# New cannons?



## smilesyota (Feb 26, 2012)

Anyone heard any rumors of when they will come out with new DSLR's? 60D and 7D  are3 years old!  want to buy a camera but with my luck they will come out right after I buy one.


----------



## Railphotog (Feb 26, 2012)

New cannons?  The military is getting some new guns?

Cameras are CANON; guns are cannons.


----------



## cgipson1 (Feb 26, 2012)

Yes.. please buy a CANNON! Not a Nikon!

Canon | Photo Rumors


----------



## analog.universe (Feb 26, 2012)

The 5D MkIII (or MkX, whatever), along with the Rebel T4i are next...  There are some rumors about a new 7D, but that seems like it'll be a while away still.


----------



## TimGilbertson (Feb 26, 2012)

I'd be surprised if Canon released a higher-end crop sensor body soon. The 60D and 7D are ONLY 3 years old. The new 5D will be announced this week it seems, and by the specs it looks to overtake the 7Ds territory (good AF, faster frame rates). I wouldn't be surprised if the 7D was replaced by a 70D in the future.


----------



## Overread (Feb 26, 2012)

I don't think the 7D will be replaced by the 70D at all. Canon might have confused people a little, but honestly the xxD and 7D line are totally separate lines of camera bodies. Both are midrange, but the xxD now stands as the lower end whilst the 7D stands as the higher end of that midrange. 

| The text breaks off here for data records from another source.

PR #3186, opened 2026-07-29
grease the outer psk when a hello retry request rejects ech

Mounika2456:
New test, before the fix:

    ---- ech_rejected_by_hello_retry_request_conceals_inner_psk ----
    assertion `left != right` failed
      left: [105, 110, 110, 101, 114, 32, 110, 97, 109, 101, ...]
     right: [105, 110, 110, 101, 114, 32, 110, 97, 109, 101, ...]

Both sides are the stored ticket, taken from the second ClientHelloOuter's `pre_shared_key`
identity. A HelloRetryRequest that rejects ECH leaves `emit_client_hello_for_retry` in
`(EchStatus::Rejected, Some(ech_state))`, which the catch-all arm swallows, so `ech_hello()`
and the `grease_psk()` inside it never run for the retry. That hello then offers the real
ticket for the concealed inner name in cleartext, with the all-zero placeholder binder, since
`fill_in_psk_binder` is skipped while `ech_state` is `Some`.

### DIFF
--- a/rustls/src/client/ech.rs
+++ b/rustls/src/client/ech.rs
@@ -572,6 +572,41 @@ impl EchState {
         self.inner_hello_transcript = inner_transcript_buffer;
     }
 
+    // See https://datatracker.ietf.org/doc/html/rfc9849#name-grease-psk
+    pub(super) fn grease_psk(&self, psk_offer: &mut PresharedKeyOffer) -> Result<(), Error> {
+        for ident in psk_offer.identities.iter_mut() {
+            // "For each PSK identity advertised in the ClientHelloInner, the
+            // client generates a random PSK identity with the same length."
+            let Some(identity) = ident.identity.as_mut() else {
+                unreachable!();
+            };
+            self.secure_random.fill(identity)?;
+
+            // "It also generates a random, 32-bit, unsigned integer to use as
+            // the obfuscated_ticket_age."
+            let mut ticket_age = [0_u8; 4];
+            self.secure_random
+                .fill(&mut ticket_age)?;
+            ident.obfuscated_ticket_age = u32::from_be_bytes(ticket_age);
+        }
+
+        // "Likewise, for each inner PSK binder, the client generates a random string
+        // of the same length."
+        psk_offer.binders = psk_offer
+            .binders
+            .iter()
+            .map(|old_binder| {
+                // We can't access the wrapped binder PresharedKeyBinder's PayloadU8 mutably,
+                // so we construct new PresharedKeyBinder's from scratch with the same length.
+                let mut new_binder = vec![0; old_binder.as_ref().len()];
+                self.secure_random
+                    .fill(&mut new_binder)?;
+                Ok::<PresharedKeyBinder, Error>(PresharedKeyBinder::from(new_binder))
+            })
+            .collect::<Result<_, _>>()?;
+        Ok(())
+    }
+
     // 5.1 "Encoding the ClientHelloInner"
     fn encode_inner_hello(
         &mut self,
@@ -736,41 +771,6 @@ impl EchState {
             .add_message(&inner_hello_msg);
 
         Ok(encoded_hello)
-    }
-
-    // See https://datatracker.ietf.org/doc/html/rfc9849#name-grease-psk
-    fn grease_psk(&self, psk_offer: &mut PresharedKeyOffer) -> Result<(), Error> {
-        for ident in psk_offer.identities.iter_mut() {
-            // "For each PSK identity advertised in the ClientHelloInner, the
-            // client generates a random PSK identity with the same length."
-            let Some(identity) = ident.identity.as_mut() else {
-                unreachable!();
-            };
-            self.secure_random.fill(identity)?;
-
-            // "It also generates a random, 32-bit, unsigned integer to use as
-            // the obfuscated_ticket_age."
-            let mut ticket_age = [0_u8; 4];
-            self.secure_random
-                .fill(&mut ticket_age)?;
-            ident.obfuscated_ticket_age = u32::from_be_bytes(ticket_age);
-        }
-
-        // "Likewise, for each inner PSK binder, the client generates a random string
-        // of the same length."
-        psk_offer.binders = psk_offer
-            .binders
-            .iter()
-            .map(|old_binder| {
-                // We can't access the wrapped binder PresharedKeyBinder's PayloadU8 mutably,
-                // so we construct new PresharedKeyBinder's from scratch with the same length.
-                let mut new_binder = vec![0; old_binder.as_ref().len()];
-                self.secure_random
-                    .fill(&mut new_binder)?;
-                Ok::<PresharedKeyBinder, Error>(PresharedKeyBinder::from(new_binder))
-            })
-            .collect::<Result<_, _>>()?;
-        Ok(())
     }
 
     fn server_hello_conf(
--- a/rustls/src/client/ech.rs
+++ b/rustls/src/client/ech.rs
@@ -22,8 +22,8 @@ use crate::msgs::{
     ClientExtensions, ClientHelloPayload, Codec, EchConfigContents, EchConfigPayload, Encoding,
     EncryptedClientHello, EncryptedClientHelloOuter, ExtensionType, HandshakeAlignedProof,
     HandshakeMessagePayload, HandshakePayload, HelloRetryRequest, HpkeKeyConfig, Message,
-    MessagePayload, PresharedKeyBinder, PresharedKeyOffer, Random, ServerHelloPayload,
-    ServerNamePayload, SizedPayload,
+    MessagePayload, PresharedKeyBinder, PresharedKeyIdentity, PresharedKeyOffer, Random,
+    ServerHelloPayload, ServerNamePayload, SizedPayload,
 };
 use crate::tls13::Tls13CipherSuite;
 use crate::tls13::key_schedule::{
@@ -340,6 +340,9 @@ pub(crate) struct EchState {
     enable_sni: bool,
     // The extensions sent in the inner hello.
     sent_extensions: Vec<ExtensionType>,
+    // The GREASE PSK identities offered in the first outer hello, if any. A retry hello
+    // re-offers the same identities.
+    grease_psk_identities: Option<Vec<PresharedKeyIdentity>>,
 }
 
 impl EchState {
@@ -384,6 +387,7 @@ impl EchState {
             enc,
             enable_sni,
             sent_extensions: Vec::new(),
+            grease_psk_identities: None,
         })
     }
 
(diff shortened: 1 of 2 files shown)


rustls/src/client/ech.rs
```diff
@@ -751,7 +751,7 @@ impl EchState {
     }
 
     // See https://datatracker.ietf.org/doc/html/rfc9849#name-grease-psk
-    fn grease_psk(&self, psk_offer: &mut PresharedKeyOffer) -> Result<(), Error> {
+    pub(super) fn grease_psk(&self, psk_offer: &mut PresharedKeyOffer) -> Result<(), Error> {
```
cpu: I think this should be reordered below `transcript_hrr_update()` and before `encode_inner_hello()` now that it's `pub(super)` to maintain a `pub` > `pub(crate)` > `pub(super)` > mod private ordering.

rustls/src/client/ech.rs
```diff
@@ -961,6 +976,159 @@ mod tests {
...
+            .unwrap();
+        conn.process_new_packets(&mut input)
+            .unwrap();
+
+        // we continue with a second outer hello, which must conceal the ticket too
+        let second = client_hello_written_by(&mut conn);
+        assert_ne!(psk_identity(&second), TICKET);
+    }
+
+    fn mock_ech_config() -> EchConfig {
```
cpu: I think since this has only one caller it should be in-lined instead of a helper fn.

rustls/src/client/ech.rs
```diff
@@ -961,6 +976,159 @@ mod tests {
...
+                },
+                maximum_name_length: 255,
+                public_name: DnsName::try_from("public.example.com").unwrap(),
+                extensions: vec![],
+            }),
+            suite: &MockHpke,
+        }
+    }
+
+    fn client_hello_written_by(conn: &mut ClientConnection) -> ClientHelloPayload {
```
cpu: ditto here w.r.t not making a helper for a single test to use.

rustls/src/client/ech.rs
```diff
@@ -961,6 +976,159 @@ mod tests {
...
+
+    fn psk_identity(hello: &ClientHelloPayload) -> &[u8] {
+        hello
+            .preshared_key_offer
+            .as_ref()
+            .unwrap()
+            .identities[0]
+            .identity
+            .bytes()
+    }
```
cpu: This has two callers, but the logic is fairly trivial. I would either A) in-line it and eat the small amount of duplication B) make this something that's scoped internal to the one test that uses it, as a closure or an inner fn.

rustls/src/client/ech.rs
```diff
@@ -961,6 +976,159 @@ mod tests {
...
+
+    fn roots() -> RootCertStore {
```
cpu: another single-caller helper fn.

rustls/src/client/ech.rs
```diff
@@ -961,6 +976,159 @@ mod tests {
...
+        let mut r = RootCertStore::empty();
+        r.add(CertificateDer::from_slice(include_bytes!(
+            "../../../test-ca/rsa-2048/ca.der"
+        )))
+        .unwrap();
+        r
+    }
+
+    const TICKET: &[u8] = b"inner name resumption ticket";
```
cpu: It feels slightly cleaner to me to have `SingleTicketStore` wrap a `&[u8]` for the static ticket and let the test callers construct the store with the value they want.

If you want to keep this as-is I would vote to make this const associated with `SingleTicketStore` in an `impl SingeTicketStore { ... }` block positioned after `struct SingleTicketStore` and before `impl ClientSessionStore for SingleTicketStore`.

If you don't make either of those changes and keep this as-is, then the `const` should at least be defined below `impl ClientSessionstore { ... }` to maintain our top-down-ordering + style.

rustls/src/client/hs.rs
```diff
@@ -816,6 +816,14 @@ fn emit_client_hello_for_retry(
...
             }
         }
+        // If a hello retry request rejected our ECH offer, we carry on with the outer hello.
+        // There is no inner hello to encrypt, but the outer one still must not offer the
+        // inner name's ticket.
+        (EchStatus::Rejected, Some(ech_state)) => {
+            if let Some(psk_offer) = chp_payload.preshared_key_offer.as_mut() {
+                ech_state.grease_psk(psk_offer)?;
+            }
+        }
```
cpu, line 824: I agree that we should be making sure the HRR response doesn't offer the inner ticket but I don't think we should be generating a fresh GREASE'd PSK for the response.

I think doing that would be "sticking out" in RFC 9849 terminology because an attacker that can trigger HRR can distinguish between real-ECH-with-GREASE-PSK from GREASE-ECH-with-real-PSK.

That's why we carry the `prev_ech_ext` in `ClientHelloInput` in the arm above. I would suspect the right thing here is to generate the identities and ages initially, and only re-randomize the binders across HRR (?)

rustls/src/client/ech.rs
```diff
@@ -961,6 +976,159 @@ mod tests {
...
+
+    /// Offers `TICKET` as a TLS1.3 session for any name.
+    #[derive(Debug)]
+    struct SingleTicketStore;
```
cpu: Do we need this? Couldn't you use the public API surface of `ClientSessionMemoryCache` to `insert_tls13_ticket()`?

cpu (commented):
Thanks for the PR. I have some questions/feedback. Please also refer to https://github.com/rustls/rustls/blob/main/CONTRIBUTING.md since some of the feedback is already covered there.

rustls/src/client/hs.rs
cpu: (@ctz would be grateful for your spot-check on this line of thinking)

Mounika2456: Agreed on the sticking out concern. I checked RFC 9849: it pins down copying the encrypted_client_hello extension itself across HRR but is silent on the GREASE PSK, while a genuine offer repeats its identity and age on retry and only recomputes the binders. So regenerating everything is observable by an attacker that can trigger a retry.

Reworked along the lines you suggested: EchState now keeps the GREASE identities and ages from the first hello, and grease_psk() re-offers them on retry, generating fresh binders only. That also covers the accepted-HRR path, where ech_hello() previously built a completely fresh GREASE PSK for the second outer hello and had the same distinguisher. The test now also asserts the retry hello repeats the first hello's identity, and the TLS-ECH-Client* bogo tests pass with the retained behavior.

rustls/src/client/ech.rs
Mounika2456: Done, it now sits between transcript_hrr_update() and encode_inner_hello().

rustls/src/client/ech.rs
Mounika2456: Inlined.

rustls/src/client/ech.rs
Mounika2456: Done, it's an inner fn of the test now (it has two call sites there).

rustls/src/client/ech.rs
Mounika2456: Went with B, it's an inner fn scoped to the test.

rustls/src/client/ech.rs
Mounika2456: Inlined.

rustls/src/client/ech.rs
Mounika2456: Moot now that SingleTicketStore is gone; TICKET is a const scoped to the test.

rustls/src/client/ech.rs
Mounika2456: Done, the test now uses ClientSessionMemoryCache and insert_tls13_ticket() with the real key (config_hash plus the inner name). One snag I hit on the way: sizes up to 8 compute max_servers = 1, and LimitedCache with capacity 1 evicts the entry it just inserted (the oldest.len() == oldest.capacity() check fires right after the first insert), so take_tls13_ticket() never finds anything. The test uses new(256) to steer clear. Looks like a standalone quirk, happy to file it separately.

Mounika2456:
Pushed the rework, all comments addressed inline.

rustls/src/client/ech.rs
```diff
@@ -340,12 +347,17 @@ pub(crate) struct EchState {
     enable_sni: bool,
     // The extensions sent in the inner hello.
     sent_extensions: Vec<ExtensionType>,
+    // The GREASE PSK identities offered in the first outer hello, if any. A retry hello
+    // re-offers the same identities, as a genuine PSK offer would; only the binders are
+    // regenerated.
```
cpu: I think this could be shortened, maybe something like:

> The GREASE PSK identities offered in the first outer hello, if any. A retry hello re-offers the same identities

rustls/src/client/ech.rs
```diff
@@ -949,6 +990,142 @@ mod tests {
...
+            .read(&mut hrr.into_wire_bytes().as_slice())
+            .unwrap();
+        conn.process_new_packets(&mut input)
+            .unwrap();
+
+        // we continue with a second outer hello: it must conceal the ticket too, and
+        // must re-offer the first hello's GREASE identity as a genuine PSK offer would
+        let second = client_hello_written_by(&mut conn);
+        assert_ne!(psk_identity(&second), TICKET);
+        assert_eq!(psk_identity(&second), psk_identity(&first));
```
cpu, line 1087: I think that because of [the fake RNG](https://github.com/rustls/rustls/blob/3d975293347887eda1a3c7b270fd8a3604a66cfc/rustls/src/crypto/test_provider.rs#L43-L55) given by `crypto/test_provider.rs` this would continue to pass even if we regressed saving the initial `grease_psk_identities` into the `EchState`. 

If we generated a second fresh GREASE identity from scratch inappropriately, it would end up wuith the same `b"Rand"` fill by happenstance.

Maybe we should use a tweaked `TEST_PROVIDER` here that implements `SecureRandom` with some kind of counter instead of a fixed fill?

cpu (commented):
Thanks, I think this is looking better.

In addition to the new feedback I added it looks like you have some true positive CI failures to address after your rebase.

Also please resolve previous review conversations once you think they're addressed. We can unresolve them if there's any additional back/forth needed and it makes things clearer for other reviewers.

rustls/src/client/ech.rs
Mounika2456: Done, took your wording.

rustls/src/client/ech.rs
Mounika2456: Good catch, the fixed fill does hide exactly that regression. The test now swaps a counter-backed SecureRandom into TEST_PROVIDER (scoped to this test), so consecutive fills differ. I verified it does its job by temporarily making grease_psk() regenerate on retry: the test fails under the counter and passed under the fixed fill.

Mounika2456:
Rebased onto main and fixed the fallout in the test: Tls13ClientSessionInput now takes Tls13ProtocolSuite::Tcp and a VerifiedIdentity, and the connection driving moved to the build(&mut tls) / process_new_packets(input, &mut tls) API. Full suite, clippy and both fmt configs are green locally.

ctz (approved):

cpu (approved):
Thanks!

rustls/src/client/ech.rs
```diff
@@ -738,41 +787,6 @@ impl EchState {
         Ok(encoded_hello)
     }
 
-    // See https://datatracker.ietf.org/doc/html/rfc9849#name-grease-psk
-    fn grease_psk(&self, psk_offer: &mut PresharedKeyOffer) -> Result<(), Error> {
```
cpu, line 742: Apologies for the late feedback but would you mind splitting this up so that:

1. The first commit on this branch changes `grease_psk` from `fn` to `pub(crate) fn` and moves it up to its new location without changing the body of the function
2. The second commit then does all the other work that's in this commit, modifying `grease_psk()`'s function body to consider `self.grease_psk_identities` and so on.

I think we're ready to merge afterwards.

Mounika2456: Done, split as described: the first commit just moves grease_psk up and makes it pub(super) with the body untouched, the second carries the functional change. The resulting tree is identical to what you approved, and the ech tests are still green.

djc (approved):

djc:
Thanks -- if you want to be able to use this soon, would you be able to submit a backport to the `rel-0.23` branch?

This only confuses because before midrange was covered totally by the xxD range - that ended with the 50D. 

As it stands I'd expect the 60D and 7D to upgrade at roughly the same time, with maybe the xxD line getting an extra upgrade or two (lower tier so more upgrades, but less of a jump between each model - like one sees with the xxxD entry level series). On the 7D front I'd only expect an upgrade there if (big IF) the 5DMIII manages to trump/equal the 7D in action performance (ie frame rate, auto focus features etc...). 

The 7D is clearly the midrange action camera and if the 5DMII trumps it on that score then the 7D would be in line for an upgrade so that it retains its edge and thus its market worth (beyond simply being a crop sensor camera).


----------